> _The problem_
Retype only the lines at the head of the records, first through the one with "Retry getting logs from pubsub forever", exactly as written.
Segment Start: Source material
PR #8281, opened 2023-01-25
Fix pubsub pull target

MasslessParticle:
- Retry when the subscription returns an error instead of hanging forever
- If the number of retries is exceeded, return the underlying error

This PR also does some substantial work on the tests to allow testing error behaviors.

### DIFF
--- a/clients/pkg/promtail/targets/gcplog/pull_target.go
+++ b/clients/pkg/promtail/targets/gcplog/pull_target.go
@@ -1,20 +1,34 @@
 package gcplog
 
 import (
-	"context"
-	"sync"
-
 	"cloud.google.com/go/pubsub"
+	"context"
+	"fmt"
 	"github.com/go-kit/log"
 	"github.com/go-kit/log/level"
+	"github.com/grafana/dskit/backoff"
 	"github.com/prometheus/common/model"
 	"github.com/prometheus/prometheus/model/relabel"
 	"google.golang.org/api/option"
+	"io"
+	"sync"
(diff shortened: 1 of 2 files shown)


clients/pkg/promtail/targets/gcplog/pull_target.go
```diff
@@ -83,42 +101,57 @@ func (t *pullTarget) run() error {
...
+		})
+		if lastError != nil {
+			level.Error(t.logger).Log("msg", "failed to receive pubsub messages", "error", lastError)
+			t.metrics.gcplogErrors.WithLabelValues(t.config.ProjectID).Inc()
+			t.metrics.gcplogTargetLastSuccessScrape.WithLabelValues(t.config.ProjectID, t.config.Subscription).SetToCurrentTime()
+			t.backoff.Wait()
+		}
+	}
+
+	if t.ctx.Err() == nil && t.backoff.Err() != nil {
```
DylanGuedes, line 150: hmm why do you want to skip this check when `t.ctx.Err()`?

DylanGuedes (approved):
lgtm, just a question

clients/pkg/promtail/targets/gcplog/pull_target.go
MasslessParticle: `backoff.Err()` returns the `ctx.Err()` if the context has been canceled. We handle the context-canceled case already so this ensures we're only handling errors from the pubsub

PR #8283, opened 2023-01-25
Retry getting logs from pubsub forever

MasslessParticle:
Exiting from the run loop of a started target isn't meaningful. Retry forever


dannykopping (approved):
LGTM!

PR #8261, opened 2023-01-24
[helm] Fix helm dashboards

trevorwhitney:
**What this PR does / why we need it**:

This PR adds documentation on how to get the included Dashboards to work for a fresh helm installation. It also modifies the local k3d loki cluster to install the necessary relabelings to the `kube-prometheus-stack`, `kube-state-metrics`, and `node-exporter` helm charts so those metrics will work with the included dashboards.
**Checklist**
- [x] Reviewed the [`CONTRIBUTING.md`](https://github.com/grafana/loki/blob/main/CONTRIBUTING.md) guide (**required**)
- [x] Documentation added
- ~[ ] Tests updated~
- [ ] `CHANGELOG.md` updated
- ~[ ] Changes that require user attention or interaction to upgrade are documented in `docs/sources/upgrading/_index.md`~

Issue #8185, opened 2023-01-17
[Helm] Allow single binary with Object Storage 


trevorwhitney:
**Is your feature request related to a problem? Please describe.**
Currently, the Helm chart only allows two modes of operation, single binary with local filesystem storage and scalable with object storage. This is missing a set of use cases which are two small to merit the resources of a replicated scalable deployment (3x read and 3x write pods), but would still like replication (3x single binary pods).

**Describe the solution you'd like**
 A way that exposes this configuration without exposing the "deployment type". Ideally, a newcomer to Loki should not need to know about the difference between "single binary" and "scalable" deployment. Instead, they should provide information about the size of their environment, and their replication needs, and the chart should provide a "recommended" deployment.

At the very least, this deployment method should be possible with the helm chart, even if it requires overriding the whole config file.

**Describe alternatives you've considered**
An alternative was provided in https://github.com/grafana/loki/pull/7942, however it forces the operator to know about the different deployment types.

djotanov:
Personally I think that the operator should know the difference between single binary and microservices deployment type, and that is already nicely documented in LOKI documentation: https://grafana.com/docs/loki/latest/fundamentals/architecture/deployment-modes/
Deployment type should be a conscious choice instead of imposed by this chart.
Hiding that in this chart is unnecessarily limiting this chart, and actually complicating things.

trevorwhitney:
@djotanov I disagree. I don't see a reason to add an additional configuration value when we can infer the deployment model from existing configuration options. I think the less config there is the better. But please share your feedback on #8284 to encourage wider discussion. Thanks!

silverlyra:
I’m in the process of upgrading a Loki 2.4 deployment (Helm chart 2.8) to Loki 2.7 (chart 4.4.2). I have been running in the single-binary mode, writing to S3, and was disappointed when saw in the docs for the new Helm chart that this is no longer supported.

So I was pleasantly surprised when I brought up the new Helm release, and it came up in single binary mode. 🤔

```
❯ kubectl -n loki get pods
NAME     READY   STATUS    RESTARTS   AGE
loki-0   2/2     Running   0          39m
```

I checked the S3 bucket and it’s definitely writing there.

It seems I accidentally found a workaround by using `storage_config` to set this up, as that’s how I did things in the old Helm chart:

```yaml
storage:
  type: aws

storage_config:
  aws:
    s3: "s3://<region>/<bucket>"
  boltdb_shipper:
    shared_store: s3
```

[...]

PR #8284, opened 2023-01-25
[helm] Single binary object storage

### LINKED ISSUE #8269: [Helm] Enable the gateway for single binary mode

Currently the gateway does not work with single binary mode. The is problematic since the single binary service config is not exposed. This is also problematic for those that want to run single binary mode in an HA fashion: #8185 

Enable the gateway when using single binary mode.

Exposing config of the single binary service, as in #8147.

trevorwhitney:

The PR allows an operator to install Loki in Single Binary mode in an HA fashion, meaning more than 1 Single Binary replica. In order for this to work, it is not possible to specify an object storage backend when running in Single Binary mode. The gateway is also now always enabled, for both Single Binary and Scalable modes.

Fixes #8269 #8185

This PR builds off #8261, will rebase after that is merged and diff will be smaller.

**Checklist**
- [ ] Documentation added
- [ ] Tests updated
- [ ] `CHANGELOG.md` updated

### DIFF
--- a/docs/sources/installation/helm/install-monolithic/index.md
+++ b/docs/sources/installation/helm/install-monolithic/index.md
@@ -12,9 +12,7 @@ keywords: []
 
 This Helm Chart installation runs the Grafana Loki *single binary* within a Kubernetes cluster.
 
-If the storage type is set to `filesystem`, this chart configures Loki to run the `all` target in a [monolithic mode]({{<relref "../../../fundamentals/architecture/deployment-modes#monolithic-mode">}}), designed to work with a filesystem storage. It will also configure meta-monitoring of metrics and logs.
-
-It is not possible to install the single binary with a different storage type.
+If the `singleBinary.replicas` value is set to something greater than 0, it will configure Loki to run the `all` target in a [monolithic mode]({{<relref "../../../fundamentals/architecture/deployment-modes#monolithic-mode">}}), designed to work with a filesystem storage. If using just 1 replica, this *single binary* deployment will be configured to use object storage. If you would like to run *single binary* in a replicated, highly available mode, you must supply an object storage configuration and set `singleBinary.replicas` to a value greater than or equal to 2.
 
 **Before you begin: Software Requirements**
 
@@ -35,9 +33,9 @@ It is not possible to install the single binary with a different storage type.
     helm repo update
     ```
 
-1. Configure the `filesystem` storage:
+1. Create the configuration file `values.yaml`:
 
-    - Create the configuration file `values.yaml`:
+    - If running a single replica of Loki, configure the `filesystem` storage:
 
       ```yaml
       loki:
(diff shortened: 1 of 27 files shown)


JStickler:
@trevorwhitney, you tagged me on this, but I don't see much in the way of documentation changes.

Not sure if we need to update this topic, which mentions using a shared object store?  https://grafana.com/docs/loki/latest/fundamentals/architecture/deployment-modes/

trevorwhitney:
@JStickler sorry the bot tagged you when I accidentally was removing changes to a docs file due to a botched rebase. No docs need on this one :smile:

jeschkies (commented):
Could you add some documentation on how this could be used?

jeschkies (approved):

docs/sources/installation/helm/install-monolithic/index.md
```diff
@@ -12,9 +12,7 @@ keywords: []
 
 This Helm Chart installation runs the Grafana Loki *single binary* within a Kubernetes cluster.
 
-If the storage type is set to `filesystem`, this chart configures Loki to run the `all` target in a [monolithic mode]({{<relref "../../../fundamentals/architecture/deployment-modes#monolithic-mode">}}), designed to work with a filesystem storage. It will also configure meta-monitoring of metrics and logs.
-
-It is not possible to install the single binary with a different storage type.
+If the `singleBinary.replicas` value is set to something greater than 0, it will configure Loki to run the `all` target in a [monolithic mode]({{<relref "../../../fundamentals/architecture/deployment-modes#monolithic-mode">}}), designed to work with a filesystem storage. If using just 1 replica, this *single binary* deployment will be configured to use object storage. If you would like to run *single binary* in a replicated, highly available mode, you must supply an object storage configuration and set `singleBinary.replicas` to a value greater than or equal to 2.
```
JStickler, line 15:
```suggestion
If you set the `singleBinary.replicas` value to 1, this chart configures Loki to run the `all` target in a [monolithic mode]({{<relref "../../../fundamentals/architecture/deployment-modes#monolithic-mode">}}), designed to work with a filesystem storage. It will also configure meta-monitoring of metrics and logs.
If you set the `singleBinary.replicas` value to 2 or more, this chart configures Loki to run a *single binary* in a replicated, highly available mode.  When running replicas of a single binary, you must configure object storage.
```

JStickler (approved):
[Docs squad]  One small suggestion for rewording to make it clearer that there are now two options here.

production/helm/loki/templates/validate.yaml
```diff
@@ -14,3 +14,11 @@
 {{- fail "Helm test requires a prometheusAddress for an instance scraping the Loki canary's metrics"}}
 {{- end }}
 
+{{- if and (eq (include "loki.isUsingObjectStorage" .) "false") (gt (int .Values.singleBinary.replicas) 1) }}
+{{- fail "Cannot run more than 1 Single Binary replica without an object storage backend."}}
+{{- end }}
+
+{{- if and (eq (include "loki.isUsingObjectStorage" .) "false") (or (gt (int .Values.backend.replicas) 0) (gt (int .Values.read.replicas) 0) (gt (int .Values.write.replicas) 0)) }}
```
sapslaj, line 21: One (potentially negative?) side effect of this check is that you have to explicitly scale down the `backend`, `read`, and `write` replicas if you're using single binary with filesystem storage. If you don't, then this check will fail.

I wonder if we need to also `and` in something like `(eq (int .Values.singleBinary.replicas) 0)` in here, like we do when defining `loki.deployment.isScalable`

sapslaj (commented):
This is great @trevorwhitney! I just had that one thing about the replica counts come up in my testing, otherwise it looks great.

production/helm/loki/templates/validate.yaml
trevorwhitney: Good catch, added that extra check to the condition.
Segment End: Source material
> _Answer box_
PR #8281, opened 2023-01-25
Fix pubsub pull target

MasslessParticle:
- Retry when the subscription returns an error instead of hanging forever
- If the number of retries is exceeded, return the underlying error

This PR also does some substantial work on the tests to allow testing error behaviors.

### DIFF
--- a/clients/pkg/promtail/targets/gcplog/pull_target.go
+++ b/clients/pkg/promtail/targets/gcplog/pull_target.go
@@ -1,20 +1,34 @@
 package gcplog
 
 import (
-	"context"
-	"sync"
-
 	"cloud.google.com/go/pubsub"
+	"context"
+	"fmt"
 	"github.com/go-kit/log"
 	"github.com/go-kit/log/level"
+	"github.com/grafana/dskit/backoff"
 	"github.com/prometheus/common/model"
 	"github.com/prometheus/prometheus/model/relabel"
 	"google.golang.org/api/option"
+	"io"
+	"sync"
(diff shortened: 1 of 2 files shown)


clients/pkg/promtail/targets/gcplog/pull_target.go
```diff
@@ -83,42 +101,57 @@ func (t *pullTarget) run() error {
...
+		})
+		if lastError != nil {
+			level.Error(t.logger).Log("msg", "failed to receive pubsub messages", "error", lastError)
+			t.metrics.gcplogErrors.WithLabelValues(t.config.ProjectID).Inc()
+			t.metrics.gcplogTargetLastSuccessScrape.WithLabelValues(t.config.ProjectID, t.config.Subscription).SetToCurrentTime()
+			t.backoff.Wait()
+		}
+	}
+
+	if t.ctx.Err() == nil && t.backoff.Err() != nil {
```
DylanGuedes, line 150: hmm why do you want to skip this check when `t.ctx.Err()`?

DylanGuedes (approved):
lgtm, just a question

clients/pkg/promtail/targets/gcplog/pull_target.go
MasslessParticle: `backoff.Err()` returns the `ctx.Err()` if the context has been canceled. We handle the context-canceled case already so this ensures we're only handling errors from the pubsub

PR #8283, opened 2023-01-25
Retry getting logs from pubsub forever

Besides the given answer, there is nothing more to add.